In 2015 a team of four FAKT development experts from Bolivia, Argentina, Guatemala and Germany evaluated the projects of the Development Aid of the Kolping Society Association (SEK e.V.) in five Latin American countries. SEK e.V. is part of the International Kolping Society, which is a Catholic Lay Association founded by Adolph Kolping, and which is now represented in over 60 countries with more than 400,000 members around the world. The Kolping Society promotes through education and project activities the development of its members - united in self-help groups called Kolping Families - in many fields of daily life.
The evaluation team could confirm that (i) the Kolping Foundations in the different countries receive high recognition by the authorities of the public and municipal sectors, NGOs and representatives of the Catholic Church. (ii) The Kolping Strategy was found to be successful: That is, they promote social structure through the formation of the self-help groups Kolping Families to achieve greater social justice, they encourage leadership both in their own groups and in society in general and they facilitate political commitment. Members of Kolping widely assume tasks for the common good in areas such as parent councils and political committees, they develop democratic and participatory life and their organizations stand for a culture of peace.

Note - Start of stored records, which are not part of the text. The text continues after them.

PR #1398, opened 2016-09-08
Set rpc_openstack_repo var using git_repo_info

mattt416:
This commit updates setup-maas.yml and verify-maas.yml to discover and
set rpc_openstack_repo variable (which is used to set rpc_release).
This is needed by both playbooks (and the rpc_maas role) to correctly
create and use the maas venv in /openstack/venvs.  Unless these
playbooks are run in conjunction with rpc-support.yml (which runs
git_repo_info), the value of rpc_release will default to UNKNOWN.
By running in git_repo_info in all the necessary playbooks and roles
means that rpc-support.yml, setup-maas.yml, and verify-maas.yml can
all be run independently and still have the same values for
rpc_openstack_repo and rpc_release.

Connects https://github.com/rcbops/u-suk-dev/issues/397

(cherry picked from commit 2e10437fe437e51f328e6fbc49ce0f139f149183)

### DIFF
--- a/rpcd/playbooks/setup-maas.yml
+++ b/rpcd/playbooks/setup-maas.yml
@@ -24,5 +24,16 @@
 - name: Install MaaS
   hosts: hosts:all_containers
   user: root
+  pre_tasks:
+    # This is needed to set the rpc_openstack_repo and rpc_release variables
+    # correctly
+    - name: Discover rpc-openstack version
+      git_repo_info:
+        path: "/opt/rpc-openstack"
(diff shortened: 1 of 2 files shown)


alextricity25:
:+1: Pending checks

andymcc:
LGTM too - pending release of 13.0.0

evrardjp:
LGTM too. 
Let me do a follow-up commit to remove the UNKNOWN bits, and make sure the playbook fails when the variable is undefined.

Issue #1404, opened 2016-09-09
L->M upgrades break MaaS due to pip_lockdown dependency


andymcc:
##### What type of issue is this? Please tick the appropriate box.
- [x] bug - existing functionality that does not work for you as documented
- [ ] feature - new functionality that you would like to see added

##### What is the expected behavior?
rpc_maas role should run pip_lockdown so that the correct versions of dependencies are installed.
##### What is actually happening?
During the OSA upgrade script the pip.conf files are removed, and since rpc_maas doesn't depend on pip_lockdown so newer versions of pip packages will be deployed. (For example, keystone version 3.5.0 is installed when it should install 2.3.1).
##### What were you attempting to do when you encountered this error (give as much detail as possible)? 
Upgrade testing for MaaS
##### How can we reproduce this issue?
Run a multi-node cluster in Liberty and follow the upgrade path from L->M (there has to be at least one node that isn't a physical service, like swift-storage, cinder-volumes(lvm) or nova-compute - since these will get pip_lockdown as part of OSA).  - in greenfields these files aren't removed and the pip-lockdown rpc play is run in the delpoy.sh script, so this only affects upgrades.
##### How can we verify your issue is addressed?
Test the maas plugins (or verify-maas)
##### If you are using or know of a workaround please describe the necessary steps?
You can run the pip-lockdown.yml playbook before updating MaaS, or you can rm -rf /openstack/venv/
##### What is your evaluation on the importance of this issue, and why?
High. We need this to work for upgrades to be successful.

----------------------------------------------------------------------------------------------------------------------------
###### For each pull request, update the branch line to reference it.
- [x] master
- [ ] mitaka-13.0
- [ ] liberty-12.2
- [ ] kilo

##### Upgrade impact. Consider the impact on moving between major, minor and patch releases.
- [ ] This change does not impact upgrades
- [x] This change addresses a potential upgrade impact
- [ ] The upgrade impact is being tracked by another issue.

The issue tracking the upgrade impact is:

##### Testing impact
- [x] An issue/pull-request has been create or exists to track the testing gap, and is referenced below
- [ ] This change includes additional testing
- [ ] This change is tested by the existing setup

Additional testing links:
Upgrade testing is being create:; https://waffle.io/rcbops/u-suk-dev/cards/57bf0de134ad3540017010d5

##### Release note
- [ ] This change includes a release note.
- [x] This change does not require a release note.

##### Does your change require documentation?
[...]

PR #1405, opened 2016-09-09
Resolve pip_lock_down and maas_common issues

andymcc:
The rpc_maas role needs to depend on the pip_lock_down role, otherwise
the openstack clients and other pip packages are not installed from the
repo server.

To prevent this issue occuring on other roles that perform pip installs,
and to keep the roles consistent, this PR adds the pip_lock_down
dependency to the rpc_support and horizon_extensions roles.

This will prevent us from having to run "pip-lockdown" against hosts
unnecessarily.

Additionally, in the next version of python-keystoneclient
apiclient.exceptions will be removed, as per:
https://review.openstack.org/#/c/257127/ - we can fix this in advance by
following the recommendation and use keystoneclient.exceptions. This
won't affect current releases but will future proof for upgrades to the
Newton cycle (and above).

Connects #1404

### DIFF
--- a/maas/plugins/maas_common.py
+++ b/maas/plugins/maas_common.py
@@ -195,7 +195,7 @@ else:
         return nova
 
 try:
-    from keystoneclient.openstack.common.apiclient import exceptions as k_exc
+    from keystoneclient import exceptions as k_exc
     from keystoneclient.v2_0 import client as k2_client
     from keystoneclient.v3 import client as k3_client
 except ImportError:
--- a/rpcd/playbooks/roles/horizon_extensions/meta/main.yml
+++ b/rpcd/playbooks/roles/horizon_extensions/meta/main.yml
@@ -15,3 +15,6 @@ galaxy_info:
     - heat
     - development
     - openstack
+
+dependencies:
+  - pip_lock_down
--- a/rpcd/playbooks/roles/rpc_maas/meta/main.yml
+++ b/rpcd/playbooks/roles/rpc_maas/meta/main.yml
@@ -29,3 +29,6 @@ galaxy_info:
     - MaaS
     - development
     - openstack
+
+dependencies:
+  - pip_lock_down
--- a/rpcd/playbooks/roles/rpc_support/meta/main.yml
+++ b/rpcd/playbooks/roles/rpc_support/meta/main.yml
@@ -27,3 +27,6 @@ galaxy_info:
     - support
     - rackspace
     - backups
+
+dependencies:
+  - pip_lock_down


andymcc:
recheck_all

andymcc:
failed to clone rsyslog_server - but manually that seems to work ok - so rechecking.

andymcc:
recheck_swift

evrardjp:
testing this right now.

mattt416:
This change looks good to me, but two minor questions:

1. Should we make pip_lock_down a dependency in all rpcd roles?  This fixes maas but rpc_support may be susceptible to similar breakage if a deployer does not run pip_lockdown.yml during the upgrade process.
2. The linked bug mentions `keystoneclient.apiclient.exceptions`, we're using `keystoneclient.openstack.common.apiclient.exceptions`.  They're both deprecated so I think the change is right, I'm just wondering if we're linking to the wrong bug?

--Matt

BjoernT:
Yepp @mattt416  see https://github.com/rcbops/rpc-openstack/pull/1409

andymcc:
@matt416 good catch on the PR - there were 2, I found the appropriate one.

evrardjp:
Do you think horizon_extensions and rpc-support should benefit from this approach too?
It's probably better to lock them down too, right?

evrardjp:
Well I just saw your comment on the other PR.
My analysis is the same, so we're good to go I guess.

The test-upgrade.sh still fails for me, but not linked to this PR.

rackernexus:
Your content preview [is now ready](https://staging.developer.rackspace.com/staging.horse/build-53ca97ade6/docs/private-cloud/release-notes/). :bow:

rackernexus:
:eyes: [Preview](https://staging.developer.rackspace.com/staging.horse/build-7f7e67e036/docs/private-cloud/release-notes/)

mattt416:
Still waiting on gate, but this looks 👍 to me.

BjoernT:
👎  We need to make sure that the pip_lock_down role is dependent on other roles too like rpc_support or the maas extensions

andymcc:
@BjoernT if you look at the PR it does address rpc_support, as well as horizon_extensions and rpc_maas. The kibana and elasticsearch roles are already dependent on it - all other roles don't actually install any pip packages and so don't need pip_lock_down.

BjoernT:
@andymcc  OOps my bad we are 👍  here then

sigmavirus24:
👍 looks good to me pending the gate

mancdaz:
👍  pending checks

andymcc:
recheck_swift

PR #1408, opened 2016-09-09
Handle cases where beaver/swift are not installed

mattt416:
This commit updates rpc_pre_upgrade to only run gather_swift_stats.yml
when swift is installed (groups['swift_proxy']|length > 0).
Additionally, we update log_rotation.yml to first check if beaver is
installed, and then only restart it if the init script exists.

Connects https://github.com/rcbops/u-suk-dev/issues/407

### DIFF
--- a/rpcd/playbooks/roles/rpc_pre_upgrade/tasks/main.yml
+++ b/rpcd/playbooks/roles/rpc_pre_upgrade/tasks/main.yml
@@ -25,6 +25,7 @@
 
 # Gather swift-recon md5 output
 - include: gather_swift_stats.yml
+  when: groups['swift_proxy']|default([])|length > 0
 
 # Perform log rotation and cleanup
 - include: log_rotation.yml
--- a/rpcd/playbooks/roles/rpc_pre_upgrade/tasks/log_rotation.yml
+++ b/rpcd/playbooks/roles/rpc_pre_upgrade/tasks/log_rotation.yml
@@ -52,9 +52,17 @@
   delegate_to: "{{ item }}"
   with_items: "{{ groups['rsyslog_container'] }}"
 
-- name: Restart beaver
+- name: Check if beaver is installed
+  stat:
+    path: /etc/init.d/beaver
+  register: beaver_init_script
+  with_items: "{{ groups['all'] }}"
+  delegate_to: "{{ item }}"
+
+- name: Restart beaver if installed
   service:
     name: beaver
     state: restarted
-  delegate_to: "{{ item }}"
-  with_items: "{{ groups['all'] }}"
+  with_items: beaver_init_script.results
+  when: item.stat.exists
+  delegate_to: "{{ item.item }}"


rackernexus:
:eyes: [Preview](https://staging.developer.rackspace.com/staging.horse/build-b5459d5468/docs/private-cloud/release-notes/)

rpcd/playbooks/roles/rpc_pre_upgrade/tasks/main.yml
```diff
@@ -25,6 +25,8 @@
 
 # Gather swift-recon md5 output
 - include: gather_swift_stats.yml
+  when: >
```
evrardjp: nit: we don't need the newline here.

rpcd/playbooks/roles/rpc_pre_upgrade/tasks/main.yml
```diff
@@ -25,6 +25,8 @@
...
+    groups['swift_proxy']|length > 0
```
evrardjp: groups['swift_proxy']|default([])| length > 0
instead?

evrardjp:
not sure about the groups, maybe we have to check the env.d

rpcd/playbooks/roles/rpc_pre_upgrade/tasks/main.yml
evrardjp: According to @andymcc , we define the swift_proxy group by default, so checking the length is enough.

rackernexus:
Your content preview [is now ready](https://staging.developer.rackspace.com/staging.horse/build-0ffdf9e2e1/docs/private-cloud/release-notes/). :bow:

mattt416:
recheck_lint

mattt416:
recheck_ceph

andymcc:
If you are concerned that the swift_proxy group won't exist in env.d you could do a "if swift_proxy is defined and swift_proxy | length > 0" but it is a default env file that should exist. So this lgtm.

There are similar ones, for example if logging doesnt exist this fails similarly - is it safe to assume we always have logging?

mattt416:
I was under the assumption that any RPCO deploy would have the logging bits deployed.  Can you confirm, @BjoernT?  If not, we'll need to update log_rotation.yml so that beaver is only restarted if it's actually installed.

BjoernT:
@mattt416 Today most deployments have logging nodes configured, 1-2 customers definitely removed this config since they are using their own logging infrastructure.  Hence, don't rely on logging node, container and/or ansible groups. the rotation would need to be dependent on if a logging host actually exist

evrardjp:
@mattt416 We have multiple scenario in the deploy.sh , some don't deploy logging, some don't deploy swift... I think we should verify the group existence and length in the cases explained above.

It's maybe worth another work/card to check that all the assumptions we do are correct in our roles.

git-harry:
recheck_ceph

rpcd/playbooks/roles/rpc_pre_upgrade/tasks/main.yml
```diff
@@ -25,6 +25,7 @@
 
 # Gather swift-recon md5 output
 - include: gather_swift_stats.yml
+  when: groups['swift_proxy']|default([])|length > 0
```
git-harry: The pre-upgrade Swift task have the condition
```
when: inventory_hostname in groups['swift_proxy']
```
In general there seems to be a lot of overlap between the Swift bits of the pre and post roles, not suggesting that this patch should address that but maybe we should be consistent between the two. Is one condition better than the other?

evrardjp: Well, pre-upgrades playbook runs on localhost (which is terrible IMO but that's another story), where post-upgrades run on galera_all:rabbitmq:utility:swift_proxy:elasticsearch_container (which is less terrible but let's go on).
In that sense, the post_upgrades "inventory_hostname in groups['whatever']" will never work on pre-upgrades.

Let's continue with what's needed. Swift, log rotation isn't forced to be deployed, and the deployer could even have removed the env.d, so it's good to ensure that the group exists and have nodes in it before doing anything.

Two methods are good for that.
```
when:
  - groups['swift_proxy'] is defined
  - groups['swift_proxy']|length > 0

```
or the shorter version:
`when: groups['swift_proxy']|default([])|length > 0`

evrardjp:
👎  We should also apply this for log_rotation

mattt416:
We can fix the log rotation bits in here.  However, in essence the rsyslog stuff will always be installed, right?  Which means the only task we're concerned with is the restart of beaver.  I was looking at this yesterday and hit a bit of a wall since everything runs on localhost and then delegates where necessary.  Ordinarily you'd just check if /etc/init.d/beaver exists on a host, then restart it conditionally ... but things are a bit more tricky with the way we've constructed the role.

rackernexus:
:mag_right: [Preview](https://staging.developer.rackspace.com/staging.horse/build-339f341a2e/docs/private-cloud/release-notes/)

rackernexus:
:mag_right: [Preview](https://staging.developer.rackspace.com/staging.horse/build-42b9830426/docs/private-cloud/release-notes/)

rackernexus:
:eyes: [Preview](https://staging.developer.rackspace.com/staging.horse/build-c6b299cb12/docs/private-cloud/release-notes/)

evrardjp:
recheck_swift -- I see the build as aborted. I recheck to see the logs.

git-harry:
👍

evrardjp:
👍

PR #904, opened 2016-03-17
Retry MaaS alarm status verification, closes #903

git-harry:
Add retrying to the task verifying the status of MaaS alarms.

MaaS alarms can take several minutes, after a plugin starts returning
the correct data, to return to an okay state. This is causing the
upgrade script to fail intermittently. This change will allow more time
before reporting a failure.

Closes-issue: https://github.com/rcbops/rpc-openstack/issues/903

PR #1416, opened 2016-09-13
Retry Maas Status Verification

hughsaunders:
MaaS operations sometimes fail due to transient issues with the API.
This should not cause a gate run to fail, so MaaS operations should be
retried.

This bug is only present in kilo, but this is still a problem as we do
kilo deploys and upgrades from kilo.

This was fixed in master in rcbops/rpc-openstack#904
Connects rcbops/u-suk-dev#413


major:
:+1:

PR #1418, opened 2016-09-14
set OS_INTERFACE=internal for openstack commands

andymcc:
The "openstack compute service list" command will default to use the
publicURL, this will be addressed in OSA - but as a workaround for now
we can export the value to ensure this works.

Connects https://github.com/rcbops/u-suk-dev/issues/417

### DIFF
--- a/rpcd/playbooks/roles/rpc_post_upgrade/tasks/post-upgrade-utility.yml
+++ b/rpcd/playbooks/roles/rpc_post_upgrade/tasks/post-upgrade-utility.yml
@@ -16,6 +16,7 @@
 # Verify services are up and checking in
 - name: Grab relevant output of openstack compute service list
   shell: |
+    export OS_INTERFACE=internal
     . ~/openrc
     openstack compute service list -c Binary -c Host -c State -f value
   register: openstack_output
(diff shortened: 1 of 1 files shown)


rackernexus:
Your content preview [is now ready](https://staging.developer.rackspace.com/staging.horse/build-3f081788f4/docs/private-cloud/release-notes/). :bow:

mancdaz:
@andymcc perhaps worth adding an inline comment pointing at the OSA review so that we know when we can remove this workaround?
Or perhaps a card to ensure we track this for rc2. Or both.

git-harry:
A card to track any follow up work sounds good. Putting this off to rc2 should be fine assuming QE don't rely on the client for their testing or they can use the public endpoint. @jacobwagner is this likely to impact your testing?

I notice one of the [pre-upgrade steps](https://github.com/rcbops/rpc-openstack/blob/master/rpcd/playbooks/roles/rpc_pre_upgrade/tasks/gather_stats.yml#L48) uses the openstack client, is that unaffected because this is specific to newer versions of the client?

andymcc:
@git-harry its only the openstack compute section that fails, I added neutron to ensure I hadn't already exported the var.

On second thoughts - after speaking to Hugh - this won't break gating because it's not using an F5 or other scheme (NAT addresses etc) that would cause this to fail.

In other words - it'll work in the interim so we can forget about doing a temporary fix and just wait for the SHA bump - I've also spoken to Jesse and we'll get a SHA bump moving forward for OSA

However, at this time we cannot speak of a burgeoning movement that is constantly growing, rather, the number of members decreased in the period corresponding to this assessment. (iii) In each country a large variation of (vocational) training sessions mostly for young people coming from poorer backgrounds was offered. Some of them were very successful and records showed that the trainees found good employment, others were less effective or results were unknown. What is interesting about this training is that the highly valued combination of crafts training with the development of the personality and integrity of the trainees is what makes the Kolping training offer more valuable than other products in the training market.
Recommendations were given to improve the approaches or to overcome shortfalls, but by and large it could be concluded that the envisaged objectives were reached even at reasonable cost.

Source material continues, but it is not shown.